11. A system for generating a code object from a resource in a cloud computing environment for an infrastructure as code (IaC) platform comprising:
one or more processors configured to:
access an application programming interface (API) of a cloud computing environment;
send an API request to receive data pertaining to a plurality of resources deployed in the cloud computing environment;
detect configuration data of a unique resource of the plurality of resources in the received data;
generate a code object based on a detected configuration data; and
deploy a resource in another cloud computing environment based on the generated code object.
12. The system of claim 11, wherein the one or more processors are further configured to:
access a cloud computing environment based on sending a request to the API.
13. The system of claim 11, wherein the one or more processors are further configured to:
generate a request to the API, wherein the request includes an identifier of a resource deployed in the cloud computing environment.
14. The system of claim 13, wherein the one or more processors are further configured to:
collect, extracting, and parsing a generated response from the API to detect configuration data.
15. The system of claim 14, wherein the one or more processors are further configured to:
receive a response from the API, including any one of: an identification of a resource, a data source, an infrastructure as code status of a resource, a location of a resource, a configuration property of a resource, a tag of a resource, a timestamp, and any combination thereof.

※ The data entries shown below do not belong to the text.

PR #489, opened 2016-11-22
Aruha 456 block consumers

v-stepanov:
@antban @rcillo @adyach @v1ctor @sergkam please review
(It was not yet tested properly, i will create a separate stack and will test it there, so if you notice some bug in the code - let me know :)

I have no idea how this small feature could grow to 700 lines on code :(

Concept document moved to wiki: https://github.com/zalando/nakadi/wiki/Too-much-consumers-from-a-single-application

### DIFF
--- a/src/acceptance-test/java/org/zalando/nakadi/webservice/ConsumerLimitingCleaningServiceAT.java
+++ b/src/acceptance-test/java/org/zalando/nakadi/webservice/ConsumerLimitingCleaningServiceAT.java
@@ -11,6 +11,7 @@ import org.junit.Test;
 import org.mockito.Mockito;
 import org.zalando.nakadi.config.JsonConfig;
 import org.zalando.nakadi.repository.zookeeper.ZooKeeperHolder;
+import org.zalando.nakadi.repository.zookeeper.ZooKeeperLockFactory;
 import org.zalando.nakadi.service.ConsumerLimitingCleaningService;
 import org.zalando.nakadi.service.ConsumerLimitingService;
 import org.zalando.nakadi.webservice.utils.ZookeeperTestUtils;
@@ -32,7 +33,8 @@ public class ConsumerLimitingCleaningServiceAT extends BaseAT {
     public ConsumerLimitingCleaningServiceAT() {
         final ZooKeeperHolder zkHolder = Mockito.mock(ZooKeeperHolder.class);
         when(zkHolder.get()).thenReturn(CURATOR);
-        final ConsumerLimitingService limitingService = new ConsumerLimitingService(zkHolder, 5);
+        final ZooKeeperLockFactory zkLockFactory = new ZooKeeperLockFactory(zkHolder);
+        final ConsumerLimitingService limitingService = new ConsumerLimitingService(zkHolder, zkLockFactory, 5);
 
         objectMapper = new JsonConfig().jacksonObjectMapper();
         cleaningService = new ConsumerLimitingCleaningService(zkHolder, objectMapper, limitingService);
--- a/src/acceptance-test/java/org/zalando/nakadi/webservice/ConsumerLimitingCleaningServiceAT.java
+++ b/src/acceptance-test/java/org/zalando/nakadi/webservice/ConsumerLimitingCleaningServiceAT.java
@@ -1,0 +1,116 @@
+package org.zalando.nakadi.webservice;
+
+import com.fasterxml.jackson.databind.ObjectMapper;
+import org.apache.curator.framework.CuratorFramework;
+import org.apache.zookeeper.KeeperException;
+import org.joda.time.DateTime;
+import org.joda.time.DateTimeZone;
+import org.junit.After;
+import org.junit.Before;
+import org.junit.Test;
+import org.mockito.Mockito;
+import org.zalando.nakadi.config.JsonConfig;
+import org.zalando.nakadi.repository.zookeeper.ZooKeeperHolder;
+import org.zalando.nakadi.service.ConsumerLimitingCleaningService;
+import org.zalando.nakadi.service.ConsumerLimitingService;
+import org.zalando.nakadi.webservice.utils.ZookeeperTestUtils;
+
+import java.nio.charset.Charset;
+
+import static org.hamcrest.CoreMatchers.not;
+import static org.hamcrest.CoreMatchers.nullValue;
+import static org.hamcrest.MatcherAssert.assertThat;
+import static org.mockito.Mockito.when;
+
+public class ConsumerLimitingCleaningServiceAT extends BaseAT {
+
+    private static final CuratorFramework CURATOR = ZookeeperTestUtils.createCurator(ZOOKEEPER_URL);
+
+    private ConsumerLimitingCleaningService cleaningService;
+    private ObjectMapper objectMapper;
+
+    public ConsumerLimitingCleaningServiceAT() {
+        final ZooKeeperHolder zkHolder = Mockito.mock(ZooKeeperHolder.class);
+        when(zkHolder.get()).thenReturn(CURATOR);
+        final ConsumerLimitingService limitingService = new ConsumerLimitingService(zkHolder, 5);
+
+        objectMapper = new JsonConfig().jacksonObjectMapper();
+        cleaningService = new ConsumerLimitingCleaningService(zkHolder, objectMapper, limitingService);
+    }
+
+    @Before
+    public void before() throws Exception {
+        deleteConsumersData();
+
+        // "hanging" node
+        CURATOR.create().creatingParentsIfNeeded().forPath("/nakadi/consumers/connections/hanging");
+
+        // "normal" node with child
+        CURATOR.create().creatingParentsIfNeeded().forPath("/nakadi/consumers/connections/normal/some_child");
+    }
+
+    @After
+    public void deleteConsumersData() throws Exception {
+        try {
+            CURATOR.delete().deletingChildrenIfNeeded().forPath("/nakadi/consumers");
+        } catch (final KeeperException.NoNodeException e) {
+            // this is fine
+        }
+    }
+
+    @Test
+    public void whenItsNotTimeToRunCleaningThenNothingIsCleaned() throws Exception {
+        // set latest cleaning as two hours ago
+        createLatestCleanNode(2);
+
+        cleaningService.cleanHangingNodes();
+
+        assertThat("the 'hanging' node should not be deleted",
+                CURATOR.checkExists().forPath("/nakadi/consumers/connections/hanging"),
+                not(nullValue()));
+        assertThat("node with children nodes should not be deleted",
+                CURATOR.checkExists().forPath("/nakadi/consumers/connections/normal"),
+                not(nullValue()));
+    }
+
+    @Test
+    public void whenCleaningAlreadyPerformedOnAnotherNodeThenNothingIsCleaned() throws Exception {
+        // set latest cleaning as 30 hours ago
+        createLatestCleanNode(30);
+
+        // another Nakadi instance already performs cleaning
+        CURATOR.create().creatingParentsIfNeeded().forPath("/nakadi/consumers/cleaning/lock");
+
+        cleaningService.cleanHangingNodes();
+
+        assertThat("the 'hanging' node should not be deleted",
+                CURATOR.checkExists().forPath("/nakadi/consumers/connections/hanging"),
+                not(nullValue()));
+        assertThat("node with children nodes should not be deleted",
+                CURATOR.checkExists().forPath("/nakadi/consumers/connections/normal"),
+                not(nullValue()));
+    }
+
+    @Test
+    public void whenCleaningThenOk() throws Exception {
+        // set latest cleaning as 30 hours ago
+        createLatestCleanNode(30);
+
+        cleaningService.cleanHangingNodes();
+
+        assertThat("the 'hanging' node should be deleted",
+                CURATOR.checkExists().forPath("/nakadi/consumers/connections/hanging"),
+                nullValue());
+        assertThat("node with children nodes should not be deleted",
+                CURATOR.checkExists().forPath("/nakadi/consumers/connections/normal"),
+                not(nullValue()));
+    }
+
+    private void createLatestCleanNode(final int hoursAgo) throws Exception {
+        final DateTime now = new DateTime(DateTimeZone.UTC);
+        final DateTime twoHoursAgo = now.minusHours(hoursAgo);
+        final byte[] data = objectMapper.writeValueAsString(twoHoursAgo).getBytes(Charset.forName("UTF-8"));
+        CURATOR.create().creatingParentsIfNeeded().forPath("/nakadi/consumers/cleaning/latest", data);
+    }
+
+}
--- a/src/acceptance-test/java/org/zalando/nakadi/webservice/ConsumerLimitingServiceAT.java
+++ b/src/acceptance-test/java/org/zalando/nakadi/webservice/ConsumerLimitingServiceAT.java
@@ -72,18 +72,18 @@ public class ConsumerLimitingServiceAT extends BaseAT {
 
     @Test(expected = NoConnectionSlotsException.class)
     public void whenNoFreeSlotsThenException() throws Exception {
-        final String parition = "0";
+        final String partition = "0";
 
         range(0, 5).forEach(x -> {
             try {
-                final String path = zkPathForConsumer(parition) + "/" + randomUUID();
+                final String path = zkPathForConsumer(partition) + "/" + randomUUID();
                 CURATOR.create().creatingParentsIfNeeded().forPath(path);
             } catch (Exception e) {
                 throw new AssertionError("Error occurred when accessing Zookeeper");
             }
         });
 
-        limitingService.acquireConnectionSlots(client, eventType, ImmutableList.of(parition));
+        limitingService.acquireConnectionSlots(client, eventType, ImmutableList.of(partition));
     }
 
     @Test
--- a/src/acceptance-test/java/org/zalando/nakadi/webservice/ConsumerLimitingServiceAT.java
+++ b/src/acceptance-test/java/org/zalando/nakadi/webservice/ConsumerLimitingServiceAT.java
@@ -52,7 +52,7 @@ public class ConsumerLimitingServiceAT extends BaseAT {
         assertThat("4 connection slots were created in ZK", connectionSlots, hasSize(4));
 
         for (final String partition : partitions) {
-            final String path = format("/nakadi/consumers/connections/{0}|{1}|{2}", client, eventType, partition);
+            final String path = zkPathForConsumer(partition);
 
             assertThat("Node for partition should be created",
                     CURATOR.checkExists().forPath(path),
@@ -74,8 +74,7 @@ public class ConsumerLimitingServiceAT extends BaseAT {
 
         range(0, 5).forEach(x -> {
             try {
-                final String path = format("/nakadi/consumers/connections/{0}|{1}|{2}/{3}", client, eventType, parition,
-                        randomUUID());
+                final String path = zkPathForConsumer(parition) + "/" + randomUUID();
                 CURATOR.create().creatingParentsIfNeeded().forPath(path);
             } catch (Exception e) {
                 throw new AssertionError("Error occurred when accessing Zookeeper");
@@ -90,18 +89,22 @@ public class ConsumerLimitingServiceAT extends BaseAT {
         final String connectionId = randomUUID();
         final String partition = "0";
 
-        final String path = format("/nakadi/consumers/connections/{0}|{1}|{2}/{3}", client, eventType, partition,
-                connectionId);
-        CURATOR.create().creatingParentsIfNeeded().forPath(path);
+        final String partitionPath = zkPathForConsumer(partition);
+        final String connectionPath = partitionPath + "/" + connectionId;
+        CURATOR.create().creatingParentsIfNeeded().forPath(connectionPath);
 
         final ImmutableList<ConnectionSlot> connectionSlots =
                 ImmutableList.of(new ConnectionSlot(client, eventType, partition, connectionId));
 
         limitingService.releaseConnectionSlots(connectionSlots);
 
-        assertThat("Zk node should be deleted",
-                CURATOR.checkExists().forPath(path),
+        assertThat("partition and connection Zk nodes should be deleted",
+                CURATOR.checkExists().forPath(partitionPath),
                 nullValue());
+    }
+
+    private String zkPathForConsumer(final String partition) {
+        return format("/nakadi/consumers/connections/{0}|{1}|{2}", client, eventType, partition);
     }
 
 }
--- a/src/acceptance-test/java/org/zalando/nakadi/webservice/ConsumerLimitingServiceAT.java
+++ b/src/acceptance-test/java/org/zalando/nakadi/webservice/ConsumerLimitingServiceAT.java
@@ -7,7 +7,6 @@ import org.junit.Test;
 import org.mockito.Mockito;
 import org.zalando.nakadi.exceptions.NoConnectionSlotsException;
 import org.zalando.nakadi.repository.zookeeper.ZooKeeperHolder;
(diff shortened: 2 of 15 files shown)


adyach:
@v-stepanov are you going to move concept document to wiki and post the link here?

src/main/java/org/zalando/nakadi/service/ConsumerLimitingService.java
```diff
@@ -0,0 +1,175 @@
...
+import org.zalando.nakadi.repository.zookeeper.ZooKeeperHolder;
+
+import java.util.ArrayList;
+import java.util.List;
+import java.util.Optional;
+import java.util.Random;
+import java.util.stream.Collectors;
+
+import static java.text.MessageFormat.format;
+import static org.echocat.jomon.runtime.concurrent.Retryer.executeWithRetry;
```
adyach: Didn't we agree on not to use static imports ? :)

src/main/java/org/zalando/nakadi/service/ConsumerLimitingService.java
```diff
@@ -0,0 +1,175 @@
...
+            LOG.error("Zookeeper error when trying delete consumer node", e);
+        }
+    }
+
+    private Optional<ConnectionSlot> acquireConnectionSlot(final String client, final String eventType,
+                                                           final String partition)
+            throws ConnectionSlotOccupiedException {
+
+        final String parent = zkPathForConsumer(client, eventType, partition);
+        List<String> children = ImmutableList.of();
```
adyach: Maybe we can init it only in case of KeeperException.NoNodeException ?

src/main/java/org/zalando/nakadi/service/ConsumerLimitingService.java
```diff
@@ -0,0 +1,175 @@
...
+        if (children.size() >= maxConnections) {
+            return Optional.empty();
+        }
+
+        final List<String> occupiedSlots = children;
+        final List<String> availableSlots = SLOT_NAMES.stream()
+                .filter(slot -> !occupiedSlots.contains(slot))
+                .collect(Collectors.toList());
+        final int slotIndex = new Random().nextInt(availableSlots.size());
+        final String slot = availableSlots.get(slotIndex);
```
adyach: The issue with this approach that the change of nakadi.stream.maxConnections to value grater than 5 will cause an exception.

src/main/java/org/zalando/nakadi/service/ConsumerLimitingService.java
```diff
@@ -0,0 +1,175 @@
...
+                                                       final List<String> partitions)
+            throws NoConnectionSlotsException, ServiceUnavailableException {
+
+        final List<Optional<ConnectionSlot>> slots = new ArrayList<>();
+        try {
+            // acquire slots for all partitions
+            for (final String partition : partitions) {
+                Optional<ConnectionSlot> connectionSlot = Optional.empty();
+                try {
+                    connectionSlot = executeWithRetry(
```
adyach: for me it is not clear why should we retry here

src/main/java/org/zalando/nakadi/service/ConsumerLimitingService.java
v-stepanov: Hell no! :)
We had a balance of -1 in our radar which doesn't allow neither adopt nor forbid that.

src/main/java/org/zalando/nakadi/service/ConsumerLimitingService.java
v-stepanov: Good point. Fixed https://github.com/zalando/nakadi/pull/489/commits/37f2d3105b6d225ec9548e1c1ac6b793119f7a48

src/main/java/org/zalando/nakadi/service/ConsumerLimitingService.java
v-stepanov: Very good catch. I fixed it https://github.com/zalando/nakadi/pull/489/commits/dedca7c5a89bb40f5d8b78f5407819e0f14a8aae

src/main/java/org/zalando/nakadi/service/ConsumerLimitingService.java
v-stepanov: As you see the implementation doesn't use locks - because that puts additional load on ZK and also lock nodes are not cleaned after. So to avoid of creation of more than 5 connections the implementation uses named slots ("1", "2", "3", "4", "5"). And the possible situation is that two instances will try to capture the same free slot at the same time. In that case we should retry to try capture another free slot. 
(Maybe not the best explanation but feel free to approach me so that I can describe how it works on board)

v-stepanov:
@adyach I moved now the concept document to project wiki: https://github.com/zalando/nakadi/wiki/Too-much-consumers-from-a-single-application

src/acceptance-test/java/org/zalando/nakadi/webservice/EventStreamReadingAT.java
```diff
@@ -327,6 +334,52 @@ private Response readEvents() {
     }
 
     @Test(timeout = 10000)
+    public void whenExceedMaxConsumersNumThen429() throws IOException, InterruptedException, ExecutionException,
```
rcillo: @v-stepanov it would be good to have a test case for when a connection is closed. It should release one slot.

src/main/java/org/zalando/nakadi/service/ConsumerLimitingService.java
```diff
@@ -0,0 +1,182 @@
...
+
+import static java.text.MessageFormat.format;
+import static org.echocat.jomon.runtime.concurrent.Retryer.executeWithRetry;
+
+@Service
+public class ConsumerLimitingService {
+
+    public static final String CONNECTIONS_ZK_PATH = "/nakadi/consumers/connections";
+
+    private static final Logger LOG = LoggerFactory.getLogger(CursorsService.class);
```
rcillo: s/CursorsService/ConsumerLimitingService/

v-stepanov: Good point. I fixed that now https://github.com/zalando/nakadi/pull/489/commits/d82978a4dcc862cb2a7cd853286eac9bb06d1e63

src/acceptance-test/java/org/zalando/nakadi/webservice/EventStreamReadingAT.java
v-stepanov: I extended this test. Now it also checks if one slot is released when connection is closed.
https://github.com/zalando/nakadi/pull/489/commits/c8f0987d08e942a014fd0c2ebe7611fcc34a6ea2

src/main/java/org/zalando/nakadi/service/ConsumerLimitingService.java
```diff
@@ -0,0 +1,182 @@
...
+
+        final List<Optional<ConnectionSlot>> slots = new ArrayList<>();
+        try {
+            // acquire slots for all partitions
+            for (final String partition : partitions) {
+                Optional<ConnectionSlot> connectionSlot = Optional.empty();
+                try {
+                    connectionSlot = executeWithRetry(
+                            () -> acquireConnectionSlot(client, eventType, partition),
+                            new RetryForSpecifiedCountStrategy<Optional<ConnectionSlot>>(5)
```
rcillo: The number of retries should be at least `maxConnections` and not a fixed 5.

v-stepanov: why?

rcillo:
👍

src/main/java/org/zalando/nakadi/service/ConsumerLimitingService.java
v-stepanov: It's not exactly like you described. The client tries to capture one of FREE slots (so he doesn't try blindly), and also he chooses a random free slot (not the lowest one).
But anyway I see your point. Will change the number of retries to maxConnection.

v-stepanov: changed https://github.com/zalando/nakadi/pull/489/commits/fde52a94d12d1c74329c411a9286939a590668f1

src/main/java/org/zalando/nakadi/service/ConsumerLimitingService.java
```diff
@@ -0,0 +1,182 @@
...
+                    .delete()
+                    .guaranteed()
+                    .forPath(zkPath);
+            deletePartitionNodeIfPossible(parent);
+        } catch (final Exception e) {
+            LOG.error("Zookeeper error when deleting consumer connection node", e);
+        }
+    }
+
+    public void deletePartitionNodeIfPossible(final String nodePath) {
```
antban: Well, this method can be probably renamed to `delete any zk node`

src/main/java/org/zalando/nakadi/service/ConsumerLimitingService.java
```diff
@@ -0,0 +1,182 @@
...
+                    connectionSlot = executeWithRetry(
+                            () -> acquireConnectionSlot(client, eventType, partition),
+                            new RetryForSpecifiedCountStrategy<Optional<ConnectionSlot>>(maxConnections)
+                                    .withExceptionsThatForceRetry(ConnectionSlotOccupiedException.class)
+                                    .withWaitBetweenEachTry(0L, 100L));
+                } catch (ConnectionSlotOccupiedException e) {
+                    LOG.info(format("Failed to capture consuming connection slot after 5 tries for client '{0}', " +
+                            "event-type '{1}', partition {2}", client, eventType, partition));
+                }
+                slots.add(connectionSlot);
```
antban: What is the reason to continue iteration if slot is occupied?

antban:
In general I don't like that service for counting connections works with global zk paths, and I think that it must be changed.

rcillo:
@antban what do you mean by global zk paths?

src/main/java/org/zalando/nakadi/service/ConsumerLimitingService.java
v-stepanov: I do that because I want to have a full list of partitions that don't have free slots - to give user the full information.

v-stepanov:
@antban how not to work with global ZK paths?
I think we work like that everywhere in our project.

src/main/java/org/zalando/nakadi/service/ConsumerLimitingService.java
v-stepanov: :)

v-stepanov:
@antban I changed what you requested

v-stepanov:
@antban @rcillo approve or blame! :)

rcillo:
:shipit:

src/main/java/org/zalando/nakadi/controller/EventStreamController.java
```diff
@@ -189,6 +211,7 @@ public StreamingResponseBody streamEvents(
                 writeProblemResponse(response, outputStream, INTERNAL_SERVER_ERROR, e.getMessage());
             } finally {
                 connectionReady.set(false);
+                consumerLimitingService.releaseConnectionSlots(connectionSlots);
```
rcillo: We should have a feature toggle here as well.

src/main/java/org/zalando/nakadi/util/FeatureToggleService.java
```diff
@@ -27,7 +27,8 @@
         HIGH_LEVEL_API("high_level_api"),
         CHECK_APPLICATION_LEVEL_PERMISSIONS("check_application_level_permissions"),
         CHECK_PARTITIONS_KEYS("check_partitions_keys"),
-        CHECK_OWNING_APPLICATION("check_owning_application");
+        CHECK_OWNING_APPLICATION("check_owning_application"),
+        LIMIT_CONSUMERS_NUMBER("limit_consumers_number");;
```
rcillo: Double `;;`

src/main/java/org/zalando/nakadi/controller/EventStreamController.java
v-stepanov: Why? I think first feature toggle is enough.

v-stepanov: If the feature is disabled then the list `connectionSlots` will be empty and nothing will happen.
But if the feature was enabled when connection started and got disabled before the connection was closed - it's better to release the slots that were acquired.

src/main/java/org/zalando/nakadi/controller/EventStreamController.java
```diff
@@ -84,6 +88,7 @@ public EventStreamController(final EventTypeRepository eventTypeRepository, fina
         this.closedConnectionsCrutch = closedConnectionsCrutch;
         this.blacklistService = blacklistService;
         this.consumerLimitingService = consumerLimitingService;
+        this.featureToggleService = featureToggleService;
```
adyach: It is strange we need feature toggle for that feature.

src/main/java/org/zalando/nakadi/service/ConsumerLimitingCleaningService.java
```diff
@@ -0,0 +1,141 @@
...
+
+    @Autowired
+    public ConsumerLimitingCleaningService(final ZooKeeperHolder zkHolder, final ObjectMapper objectMapper,
+                                           final ConsumerLimitingService limitingService) {
+        this.zkHolder = zkHolder;
+        this.objectMapper = objectMapper;
+        this.limitingService = limitingService;
+    }
+
+    @Scheduled(fixedRate = HANGING_NODES_CLEAN_PERIOD_H * 3600000)
```
adyach: Maybe just put the multiplication in the constant and use it here with name like PERIOD_HANGING_NODES_CLEAN.

PERIOD_HANGING_NODES_CLEAN = 6 * 60 * 60 * 1000;

src/main/java/org/zalando/nakadi/controller/EventStreamController.java
v-stepanov: As I understand the idea was that we will be able to switch it off if it puts too high load on Zookeeper.

src/main/java/org/zalando/nakadi/service/ConsumerLimitingCleaningService.java
v-stepanov: Yes, makes sense. I changed it now.

src/main/java/org/zalando/nakadi/service/ConsumerLimitingService.java
```diff
@@ -0,0 +1,187 @@
...
+            for (final String partition : partitions) {
+                Optional<ConnectionSlot> connectionSlot = Optional.empty();
+                try {
+                    connectionSlot = executeWithRetry(
+                            () -> acquireConnectionSlot(client, eventType, partition),
+                            new RetryForSpecifiedCountStrategy<Optional<ConnectionSlot>>(maxConnections)
+                                    .withExceptionsThatForceRetry(ConnectionSlotOccupiedException.class)
+                                    .withWaitBetweenEachTry(0L, 100L));
+                } catch (ConnectionSlotOccupiedException e) {
+                    LOG.info("Failed to capture consuming connection slot after 5 tries for client '{}', " +
```
v-stepanov: Yes, thanks. Fixed it.

src/main/java/org/zalando/nakadi/service/ConsumerLimitingCleaningService.java
```diff
@@ -0,0 +1,141 @@
...
+            // try to create node for the case if it doesn't exist
+            zkHolder.get()
+                    .create()
+                    .creatingParentsIfNeeded()
+                    .forPath(CLEANING_ZK_PATH + "/latest");
+        } catch (final KeeperException.NodeExistsException e) {
+            // "latest" node may already exist - this is ok
+        }
+        // update the latest timestamp of cleaning
+        final DateTime now = new DateTime(DateTimeZone.UTC);
```
v-stepanov: I would like to have this date in readable format in Zookeeper (to be able to read the date by human directly accessing ZK).

rcillo:
I see no more pending comments.

rcillo:
:shipit:

src/main/java/org/zalando/nakadi/service/ConsumerLimitingService.java
```diff
@@ -0,0 +1,231 @@
...
+        }
+
+        final ConnectionSlot acquiredSlot = new ConnectionSlot(client, eventType, partition, slot);
+        ACQUIRED_SLOTS.add(acquiredSlot);
+        return Optional.of(acquiredSlot);
+    }
+
+    private List<String> getChildrenCached(final String zkPath) {
+        try {
+            PathChildrenCache cache = SLOTS_CACHES.getOrDefault(zkPath, null);
```
adyach: Why don't you want to use curator TreeCache for that? In that case you won't store the list of caches.

src/main/java/org/zalando/nakadi/service/ConsumerLimitingService.java
```diff
@@ -0,0 +1,231 @@
...
+            if (cache == null) {
+                cache = new PathChildrenCache(zkHolder.get(), zkPath, false);
+                cache.start(BUILD_INITIAL_CACHE);
+                SLOTS_CACHES.put(zkPath, cache);
```
adyach: In case of two threads are in this `if` block It is possible that you put one cache into the map then other thread get it in line 205 but after another thread in `if` block will replace it with new object.
I suggest to use putIfAbsent or even replace `SLOTS_CACHES.getOrDefault(zkPath, null)` with computeIfAbsent.

src/main/java/org/zalando/nakadi/service/ConsumerLimitingService.java
```diff
@@ -0,0 +1,231 @@
...
+        }
+    }
+
+    private void deleteCacheIfPossible(final ConnectionSlot slot) throws IOException {
+        final boolean hasMoreConnectionsToPartition = ACQUIRED_SLOTS.stream()
+                .anyMatch(s -> s.getPartition().equals(slot.getPartition())
+                        && s.getClient().equals(slot.getClient())
+                        && s.getEventType().equals(slot.getEventType()));
+        if (!hasMoreConnectionsToPartition) {
+            final String consumerPath = zkPathForConsumer(slot.getClient(), slot.getEventType(), slot.getPartition());
```
adyach: Do you think it is gonna be problem If another thread will acquire slot at this point?

v-stepanov: I think I don't completely get it.
>> The node exists in the ZK but not in the ACQUIRED_SLOTS
Why you think it will not be in ACQUIRED_SLOTS ?

src/main/java/org/zalando/nakadi/service/ConsumerLimitingService.java
v-stepanov: I don't really need to cache all the nodes' children in "/nakadi/consumers/connections"
I'm only interested in nodes's children for connections that exist in this Nakadi instance. 
So the TreeCache is too much for me in this case, it will create a huge amount of watchers which I really don't need and that will put a very high load on ZK.

src/main/java/org/zalando/nakadi/service/ConsumerLimitingService.java
adyach: In general, I did not get why you need ACQUIRED_SLOTS. You can get acquired slots from cache because ACQUIRED_SLOTS do not give you any synchronisation between cache and ZK.

v-stepanov: The only reason why i need ACQUIRED_SLOTS is to be able to delete the cache which I don't need any more at current Nakadi instance. Without knowing what are the current acquired slots at this instance I will not know if I can delete the cache already or if I still need it.

src/main/java/org/zalando/nakadi/service/ConsumerLimitingService.java
```diff
@@ -0,0 +1,230 @@
...
+            final PathChildrenCache cache = SLOTS_CACHES.getOrDefault(consumerPath, null);
```
adyach: You can do only remove since it returns removed value or null

v-stepanov: Good catch! Fixed it here: https://github.com/zalando/nakadi/pull/489/commits/85ead49391bcd797aa5cbc979e94f7c5230a713c

adyach:
:shipit:

v-stepanov:
@antban @rcillo @adyach @lmontrieux 
This ticket is ready for a review again.
With latest changed I added a lock when creating a connection for client_id|event-type pair

src/acceptance-test/java/org/zalando/nakadi/webservice/ConsumerLimitingServiceAT.java
```diff
@@ -0,0 +1,112 @@
...
+                    hasSize(1));
+
+            final ConnectionSlot expectedSlot = new ConnectionSlot(client, eventType, partition, children.get(0));
+            assertThat(connectionSlots, hasItem(expectedSlot));
+        }
+    }
+
+    @Test(expected = NoConnectionSlotsException.class)
+    public void whenNoFreeSlotsThenException() throws Exception {
+        final String parition = "0";
```
rcillo: s/parition/partition/

src/main/java/org/zalando/nakadi/service/ConsumerLimitingCleaningService.java
```diff
@@ -0,0 +1,140 @@
...
+import static org.zalando.nakadi.service.ConsumerLimitingService.CONNECTIONS_ZK_PATH;
+
+@Service
+public class ConsumerLimitingCleaningService {
+
+    public static final String CLEANING_ZK_PATH = "/nakadi/consumers/cleaning";
+
+    private static final Charset CHARSET_UTF8 = Charset.forName("UTF-8");
+    private static final Logger LOG = LoggerFactory.getLogger(ConsumerLimitingCleaningService.class);
+    private static final int HANGING_NODES_CLEAN_PERIOD_MS = 6 * 60 * 60 * 1000; // 6 hours
```
rcillo: What do you think of moving this number to the application config file?

rcillo: I see. That's not possible because of the usage on annotation.

src/acceptance-test/java/org/zalando/nakadi/webservice/ConsumerLimitingCleaningServiceAT.java
```diff
@@ -0,0 +1,118 @@
...
+        objectMapper = new JsonConfig().jacksonObjectMapper();
+        cleaningService = new ConsumerLimitingCleaningService(zkHolder, objectMapper, limitingService);
+    }
+
+    @Before
+    public void before() throws Exception {
+        deleteConsumersData();
+
+        // "hanging" node
+        CURATOR.create().creatingParentsIfNeeded().forPath("/nakadi/consumers/connections/hanging");
```
rcillo: it wasn't clear for me that `hanging` is the name of a client. It took me some time to realise that it's the name of a client which has no consumers anymore. That's why you clean it. Changing it to `consumer_with_no_open_streams` could make if more explicit. This is just a suggestion to improve clarity.

rcillo:
:shipit:

src/main/java/org/zalando/nakadi/service/ConsumerLimitingCleaningService.java
v-stepanov: Yes, exactly. And even without that, I don't see much sense to make this property configurable.

src/acceptance-test/java/org/zalando/nakadi/webservice/ConsumerLimitingCleaningServiceAT.java
rcillo: As I said, it's a suggestion to improve clarity. I took some time to understand it. I understand that for the machine it doesn't matter. But that's just me.

rcillo:
:shipit:

rcillo:
:shipit:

16. The system of claim 11, wherein the one or more processors are further configured to:
utilize the configuration data of the unique resource and a stored prompt template to generate a generic prompt.
17. The system of claim 16, wherein the one or more processors are further configured to:
provide the generic prompt to a first language model to generate a specific prompt; and
provide the specific prompt to a second language model to generate a specific response.
18. The system of claim 17, wherein the one or more processors are further configured to:
utilize the specific response to generate the code object.
19. The system of claim 18, wherein the one or more processors are further configured to:
deploy a plurality of resources in the another cloud computing environment based on the generated code object.